Хотя на уровне литературной теории принципы Новой критики, как известно, предполагают рассмотрение художественного текста в его эстетической функции, изолированно от внешних обстоятельств его создания, и в том числе от личности биографического автора, современное Фолкнеру фолкнероведение не избежало этой методологической “ереси” (в терминологии самой Новой критики). “Реквием по монахине” получает, в основном, положительные отзывы, ибо “стоит писателю взойти на пьедестал, как некоторые критики дважды подумают, прежде чем решиться недооценить новейший продукт его творчества”21 , но были и отрицательные рецензии. И если новые романы Йокнапатофского цикла принимали в целом одобрительно, в силу того что уже утвердилось представление о единстве художественного мира, “мифа” и т.п., и относились к ним как к очередным (и менее удачным) “сериям” — сиквелам и приквелам, то “Притча”, где Йокнапатофа лишь мелькает, а основная часть действия происходит во Франции времен Первой мировой войны, этим заведомым преимуществом не обладала. За этот роман Фолкнер получил две литературные премии (вторая — Пулитцеровская), и публика встретила его крайне благожелательно, но чем дальше, тем больше встречается негативных отзывов со стороны университетской критики. При этом упреки в морализаторстве и банальной риторике фактически основываются на механиче-ском переносе свойств дискурса Фолкнера-публициста на его романы; критики имплицитно исходят из идеи тождества авторской “монологической” позиции, в терминах Бахтина, и позиции, воплощенной в его текстах. Констатируется также снижение художественных достоинств “поздней” прозы Фолк-нера.

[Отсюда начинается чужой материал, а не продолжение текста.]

PR #6377, opened 2026-06-18
ci: use case-sensitive directories on Windows builds.

lygstate:
Windows CI uses case-insensitive NTFS by default, so linker and path issues are not caught until users build on case-sensitive folders. Enable NTFS case sensitivity for the checkout and MSYS2 install dirs.

uprev mintty to trigger the issue

### DIFF
--- a/.github/workflows/main.yml
+++ b/.github/workflows/main.yml
@@ -40,6 +40,23 @@ jobs:
           # Needs to be C:, see https://github.com/al-cheb/configure-pagefile-action/issues/18
           disk-root: "C:"
 
+      # Windows is case-insensitive by default, so linkers and build scripts can
+      # succeed in CI while failing for users on case-sensitive directories (or
+      # Cygwin case-sensitive library lookups). Use NTFS per-directory flags so
+      # the checkout and MSYS2 install match that environment.
+      - name: Prepare case-sensitive directories
+        run: |
+          $drive = "${{ steps.facts.outputs.drive }}"
+          foreach ($dir in @("_", "M")) {
+            $path = Join-Path $drive $dir
+            if (Test-Path $path) { Remove-Item -Recurse -Force $path }
+            New-Item -ItemType Directory -Path $path | Out-Null
+            fsutil.exe file setCaseSensitiveInfo $path enable
+            if ($LASTEXITCODE -ne 0) { throw "Failed to enable case sensitivity on $path" }
+            $info = fsutil.exe file queryCaseSensitiveInfo $path
+            if ($info -notmatch 'enabled') { throw "Case sensitivity not enabled on $path" }
+          }
+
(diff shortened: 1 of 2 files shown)


lazka:
Just so I understand your motivation better, why don't you just build with a normal NTFS setup like everyone else?

lygstate:
> Just so I understand your motivation better, why don't you just build with a normal NTFS setup like everyone else?

of cause I can do, but Cygwin is for simulate POSIX, I want build toolchian for Linux, then we need Case sensitive folders.

striezel:
Making the CI use case-sensitive paths could potentially break dozens or even hundreds of packages for CI only while they continue to build just fine for the average Windows user who uses the default case-insensitive NTFS file system. This could mean that there is a lot of work coming towards us to fix all those packages just for the rare case where someone wants to run this on a case-sensitive file system. Is that really worth the effort?

lygstate:
> Making the CI use case-sensitive paths could potentially break dozens or even hundreds of packages for CI only while they continue to build just fine for the average Windows user who uses the default case-insensitive NTFS file system. This could mean that there is a lot of work coming towards us to fix all those packages just for the rare case where someone wants to run this on a case-sensitive file system. Is that really worth the effort?

I have already build all msys2-packages locally with case-sensative folder. And it's already green after https://github.com/msys2/MSYS2-packages/pull/6197

This mintty raised new error because there is no CI guard it after MR  https://github.com/msys2/MSYS2-packages/pull/6197

lygstate:
> Just so I understand your motivation better, why don't you just build with a normal NTFS setup like everyone else?

Another case to clarify, many people use Linux to cross-compiling msys/mingw target windows. And people also use msys to guard there project, if msys-ci can default to case-sensative folder, both of them will benifet from this. That's why mingw's lib/headers are always lower-cased.

lazka:
OK, that's a valid goal, in theory, but I'm not sure that it justifies making our lifes harder for that. Only a small subset of the software we build will be cross compiled and there is a chance we'll get random breakages without any benefit from fixing it.

lygstate:
> OK, that's a valid goal, in theory, but I'm not sure that it justifies making our lifes harder for that. Only a small subset of the software we build will be cross compiled and there is a chance we'll get random breakages without any benefit from fixing it.

I think it's should be rare case, most software is cross-platform support. see https://github.com/msys2/MSYS2-packages/pull/6197; most changes is msys2-packages only. not the specific package

lygstate:
> OK, that's a valid goal, in theory, but I'm not sure that it justifies making our lifes harder for that. Only a small subset of the software we build will be cross compiled and there is a chance we'll get random breakages without any benefit from fixing it.

the mintty pacth should be upstream. Just msys needs CI to guard them from to broekn.

lazka:
I don't think we should be the CI for other projects, I'm sorry.

I'm happy to take (not too complex) patches for fixing such issues though.

PR #6391, opened 2026-06-24
jsoncpp: Update to 1.9.8

lygstate:
- Bump pkgver from 1.9.6 to 1.9.8 and reset pkgrel to 1.
- Update source tarball sha256sum for the new release.
This is for fixes building with gcc 15.x


MehdiChinoune:
cmake should be rebuilt

lygstate:
oh cppdap also depends on this

MehdiChinoune:
> oh cppdap also depends on this

grokker shows only cmake.

lygstate:
cppdap is depends on jsoncpp, and cmake depends on cppdap, now cmake is broken.....

PR #6394, opened 2026-06-24
enscript: Fixes building with gcc 15.x

lygstate:
Oh, this is the case why patch should be binary files

https://github.com/msys2/MSYS2-packages/pull/6317

### DIFF
--- a/enscript/.gitattributes
+++ b/enscript/.gitattributes
@@ -1,0 +1,1 @@
+*.patch binary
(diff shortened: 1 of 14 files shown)


mmuetzel:
> patch should be binary files

Did you forget to set the following in your .gitconfig?
```
[core]
	autocrlf = false
```

lygstate:
it's false,

it's because of https://github.com/msys2/MSYS2-packages/blob/master/.gitattributes

https://github.com/msys2/MSYS2-packages/blob/529fe11e6bf7cf42132d837df89f373fc1879d29/.gitattributes#L1-L4

mmuetzel:
> it's because of https://github.com/msys2/MSYS2-packages/blob/master/.gitattributes

Why do we need ` * text eol=lf` at all? That's surprising. But probably off-topic for this PR.
Sorry for the noise.

lygstate:
Yeap, that's why I create this MR https://github.com/msys2/MSYS2-packages/pull/6317

PR #6395, opened 2026-06-24
Fix mingw-w64-cross-crt ISO vswprintf exact-fit check.

lygstate:
- Patch mingw_vsnprintf.c so __mingw_vswprintf returns -1 only when n or more data wide chars are needed, not when output exactly fills n-1.
- Change the post-decrement error test from >= to >; fixes swprintf(buf, 10, ...) returning -1 for a 9-char result used by msys2-launcher AppID hash.
- Bump mingw-w64-cross-crt pkgrel to 3 and apply the patch in prepare().
- Use _patches array in PKGBUILD; keep patch file beside PKGBUILD.

### DIFF
--- a/mingw-w64-cross-crt/0001-crt-Fix-ISO-vswprintf-exact-fit-off-by-one-error-che.patch
+++ b/mingw-w64-cross-crt/0001-crt-Fix-ISO-vswprintf-exact-fit-off-by-one-error-che.patch
@@ -1,0 +1,65 @@
+From 29fe00be14f74a749aab86d3d0704d4580ed8374 Mon Sep 17 00:00:00 2001
+From: Yonggang Luo <luoyonggang@gmail.com>
+Date: Wed, 24 Jun 2026 02:06:57 +0800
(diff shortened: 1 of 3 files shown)


lygstate:
msys2-launcher is statically linkage to __mingw_vswprintf, so it's need rebuild.

lazka:
was this patch upstreamed?

lygstate:
> was this patch upstreamed?

Not yet, I've just sent it to upstream, not accepted yet, but that's a real bug.

lygstate:
upstream merged now, the commit is https://github.com/msys2-apiss/mingw-w64/commit/e7e21db45eaae989b04f3c24964dead5b53310de

lazka:
Great, thank you!

Would it be OK if I just update cross mingw-w64 to current git master?

lygstate:
> Great, thank you!
> 
> Would it be OK if I just update cross mingw-w64 to current git master?

I guess won't be an issue, it's guard by the CI.

PR #6401, opened 2026-06-25
vim: Update to 9.2.0725

lazka:
remove revert since the issue was fixed in
https://github.com/vim/vim/commit/a6b4f97c7f60fe9e80908ceecdeb2f950356f820


dscho:
Thank you! I gave this a quick test in my setup, and 725 works as expected.

PR #6407, opened 2026-06-27
jsoncpp, cppdap: fix cppdap build against jsoncpp

lygstate:
- Increment pkgrel from 3 to 4 in cppdap/PKGBUILD.
- Because of https://github.com/msys2/MSYS2-packages/pull/6391, now cmake is broken as cmake depends on cppdap and cppdap depends on jsoncpp


lazka:
cmake works fine here, what do you mean is broken?

What does the patch fix?

lygstate:
> cmake works fine here, what do you mean is broken?
> 
> What does the patch fix?

Yeap, cmake works, but jsoncpp are not depends on jsoncp, the reason: https://github.com/msys2/MSYS2-packages/actions/runs/28302956827; indeed it's broken before. see the dll-deps.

В 1957 году Фолкнер на протяжении нескольких месяцев совершает регулярные визиты в университет штата Вирджиния, где встречается со студентами, отвечая на их вопросы. Представляется, что именно студенты составляют большинство в читательской аудитории Фолкнера, поскольку преподавателей и критиков меньше по определению, а с момента включения режима “классика” публика за пределами университета, интересующаяся прежде всего новинками книжного рынка, довольно быстро классика читать перестает: “классик — это тот, кого читают в классе”, гласит известное определение.

Многие вопросы, заданные писателю студентами в 1957 году, касались событий и жителей его художественного мира22 . Формулировки этих вопросов позволяют установить, что “референциальная ошибка” в той или иной мере характерна для нормального восприятия фолкнеровских текстов, ибо литературный проект Фолкнера — двойное “притворство” в терминах речевых актов (перефразируя теперь Женетта, перефразировавшего Серля: автор притворяется, что утверждает нечто о реальных людях, в то время как в действительности он делает вид, будто создает мир, тогда как на самом деле он занят другим: создает литературное произведение). Наученные в университете не быть настолько наивными, чтобы спрашивать у автора дорогу в Йокнапатофу, читатели убеждены тем не менее, что перед ними — авторитет, которому известно о художественном мире больше, чем написано в книгах, ибо этот мир все же существует — в авторском сознании. И многие их сомнения (неразрешенные и неразрешимые в тексте Фолкнера) высказываются так, как если бы мир Йокнапатофы действительно существовал в цельнооформленном виде за пределами текста. Вопросы, адресованные автору, — это и есть своеобразное паломничество, где писателю вменяется роль портала для паломников.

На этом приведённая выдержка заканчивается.